In 1938, the conditions for Jewish scholars became too hard and he left for the USA. There he taught until his death as a law professor, in the Graduate Faculty of the New York School for Social Research. Kaufmann also aided fellow Austrian emigres in need of assistance during the pre-war years when the situation became dire for Jewish academics and scholars in Germany and Austria. Interceding on Karl Popper's behalf, Popper was offered academic hospitality at Cambridge University and a stipend of £150 for one year - this offer was transferable, and Friedrich Waismann took it up when Popper went to New Zealand instead (see John Watkins in Proceedings of the British Academy, 94, 645-684, 652).

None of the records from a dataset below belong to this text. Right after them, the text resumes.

PR #1333, opened 2017-01-03
Remove safe_struct extension special cases

mark-lunarg:
During addition of the `Display `and `DisplayMode `extensions, the unique_objects code was incorrectly cut-pasted resulting in missing safe_struct helper errors.  These in turn were hacked around by adding special cases to the vk_helper safe_struct codegen.  Removed both.


mark-lunarg:
Cherry-picked to Master.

In 1936 he produced a book on the methodology of the social sciences (Kaufmann 1936). After moving to the United States he was invited to write a similar book in English, but what he produced (Kaufmann 1944) was significantly different, under the influence of Dewey's Logic: The Theory of Inquiry. The original book was translated over 70 years later (Cohen and Helling 2014).

Works[edit]

  • Logik und Rechtwissenschaft, 1922
  • Die Kriterien des Rechts, 1924
  • Das Unendliche in der Mathematik und seine Ausschaltung, 1930
  • Methodenlehre der Sozialwissenschaften, 1936

References[edit]

Cohen, Robert S. and Helling, Ingeborg K. (eds) (2014) Felix Kaufmann's Theory and Method in the Social Sciences, Cham, Switzerland: Springer.

Kaufmann, F. (1936) Methodenlehre der Sozialwissenschaften, Vienna: Springer.

Kaufmann, Felix (1944) Methododology of the Social Sciences, New York: Oxford University Press.